はじめに
2021年11月 Microsoft社より「.NET6」が長期サポート(LTS)としてリリースされました。
「.NET Core」と同じようにWindowsはもとより、LinuxやMAC OSなどマルチプラットフォームで動作可能です。
また、同時に今までLTSであった「.NET Core 3.1」が2022年12月にサポート終了とのことで、これを機会に「.NET6」への移行を検討していきたいと思います。
コンソールアプリで検証
前提として「.NET6」を利用するにあたり「Visual Studio 2022」もインストールします。
プロジェクトの作成
まずは、コンソールアプリケーション プロジェクトを作成します。
- Visual Studioを起動し、「ファイル」->「新規作成」->「プロジェクト」
- 「コンソールアプリ」を選択し「次へ」
- プロジェクト名、場所、ソリューション名を入力し「次へ」
- 「フレームワーク」で「.NET 6.0 (長期的なサポート)」を選択し「作成」
プロジェクトの作成が完了すると、新しいテンプレートでのコードが作成されます。
// See https://aka.ms/new-console-template for more information
Console.WriteLine("Hello, World!");
こちらは「最上位レベルのステートメント」、「暗黙的な using ディレクティブ」、「グローバルの using ディレクティブ」がテンプレートに採用されており、その効果によって、コードが簡略化(using、クラス、Mainメソッド等の簡略化)されています。それぞれについて、簡単に紹介していこうと思います。
最上位レベルのステートメント
今まではMainメソッドを明示的に含める必要がありましたが、C# 9以降では、Mainメソッドを記載する必要がなり、コンパイラーが自動で、クラスとMainメソッドエントリーポイントを生成してくれます。

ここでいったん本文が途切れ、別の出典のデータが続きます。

Issue #6895, opened 2022-09-07
 Pick field autocomplete returns `Invalid field request` for the fields configured via code


naveen17797:
When  i register the pick field with code by following this tutorial https://docs.pods.io/code/registering-configurations/#Registering_Pods_with_Code, it returns invalid field request on the ajax call.

when i checked the code, i found this is happening due to this snippet

https://github.com/pods-framework/pods/blob/cb8b515e513976195ac45961d383fe50ccffa083/classes/fields/pick.php#L2969

initially $pod['id'] is 0, so i added 'id' to pods registration, also added 'id', 'pod_id' to field registration

```
    $pod = [
        'id'    => 100,
        'name'           => 'book_author',
        'label'          => 'Authors',

        'type'           => 'post_type',
        'storage'        => 'meta',
        'label_singular' => 'Author',
        'public'         => '1',
    ];
```
Then i noticed the code tries to load the field from the database which usually returns null

https://github.com/pods-framework/pods/blob/main/classes/fields/pick.php#L2942

naveen17797:
i created a PR here 
https://github.com/pods-framework/pods/pull/6896
which tries to load the field from store initially, then queries the database if its not found. i am not sure if its the correct way to fix the issue. Can you take a look at the issue and guide me for the right way to fix this issue ?

PR #6896, opened 2022-09-07
see #6895: Fix pick field autocomplete

naveen17797:


classes/fields/pick.php
```diff
@@ -2939,12 +2940,18 @@ public function admin_ajax_relationship() {
...
 
 		$pod   = self::$api->load_pod( array( 'id' => (int) $params->pod ) );
-		$field = self::$api->load_field(
-			array(
-				'id'         => (int) $params->field,
-				'table_info' => true,
-			)
-		);
+
+		$field = Store::get_instance()->get_object( $params->field );
```
sc0ttkclark, line 2944: Unfortunately this store call is not the correct fix even though it solves it for your specific case. Store calls are all limited across Pods to PodsAPI so that it can properly handle multiple stores and prevent conflicts with fields from other pods too.

The correct fix would be to adjust the code so that it's not looking up by ID but by the field name while also passing the pod name. Pods is still transitioning from reliance on IDs towards using names/slugs in more places for better support for code/file based configs like this.

There may be other areas of the code that need to be adjusted further too in this way, but the last big area is definitely sorting out the wp_podsrel table and writing a migration script that can deal with lots of data.

That's all a big undertaking and not part of this fix but I wanted to give you the big picture of what we're doing and where we're going with things like this.

I'll push some updates after I get some fixes in, but I'm also going to write a test for this method as well to make sure it's totally solved and won't break again.

sc0ttkclark (changes requested):

PR #6909, opened 2022-09-19
Fixes #6907 -- display_filter always set to the_title for `Display Field in Selection List`

### LINKED ISSUE #6907: Bug with $display_filter in pods/classes/fields/pick.php
### Description

The value of `$display_filter` is computed using `$search_data->field_index` but a `$field_index` variable is computed below and used in `$filter_args`:

```PHP
              $filter_args = array(
                $display_filter,
                $result[ $field_index ],
              );
```

I think `$display_filter` ought to be computed as follows in the `$results` foreach loop:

ここで困るのは、非同期(async/await)や起動引数(args)そして、プロセスの終了コード(return値)となるのですが、それぞれ、意識せずに利用可能です。
// await
Console.Write("Hello ");
await Task.Delay(5000);
Console.WriteLine("World!");
// args
if (args.Length > 0)
{
foreach (var arg in args)
{
Console.WriteLine($"Argument={arg}");
}
}
else
{
Console.WriteLine("No arguments");
}
// プロセスの終了コード
return 0
つまり、こんな関係性でコンパイル時に自動で解析してくれます。
最上位レベルのステートメント | 暗黙的なMainメソッドのシグネチャ |
---|---|
await 及び return | static async Task<int> Main(string[] args) |
await | static async Task Main(string[] args) |
return | static int Main(string[] args) |
await 及び returnなし | static void Main(string[] args) |
但し、この機能を利用したくない場合は、一旦フレームワークを「.NET 5」でプロジェクトを作成し、csporjを以下のように書き換えることで通常通りに「.NET 6」で実装できます。
<PropertyGroup>
<OutputType>Exe</OutputType>
<TargetFramework>net5.0</TargetFramework> <!-- ここを 下のようにnet6.0に書き換えます-->
</PropertyGroup>
暗黙的な using ディレクティブ
プロジェクトの種類に基づいて「using ディレクティブ」が自動的に追加されます。コンソールアプリの場合は、以下のディレクティブが暗黙的に追加されます。そのため、明示的にusingで指定せずに利用することが可能です。
- using System;
- using System.IO;
- using System.Collections.Generic;
- using System.Linq;
- using System.Net.Http;
- using System.Threading;
- using System.Threading.Tasks;
この機能を削除する場合は、csprojで「ImplicitUsings」を「disable」に設定します。
<PropertyGroup>
<OutputType>Exe</OutputType>
<TargetFramework>net6.0</TargetFramework>
<ImplicitUsings>disable</ImplicitUsings>
<Nullable>enable</Nullable>
</PropertyGroup>
グローバルの using ディレクティブ
プロジェクト全体に暗黙的なusingを追加したり削除する際に記載します。
具体的にはcsprojに以下を追加します。
<ItemGroup>
<Using Include="System.text" /> <!-- 追加 -->
<Using Remove="System.Net.Http" /> <!-- 削除 -->
</ItemGroup>
終わりに
簡単に書けるようになったね。で終わらずに内部の仕組みを簡単に調べてみました。
まだ触れていませんが、NULL許容コンテキストやアプリケーションの設定ファイルの読み込みなども次回に試していきます。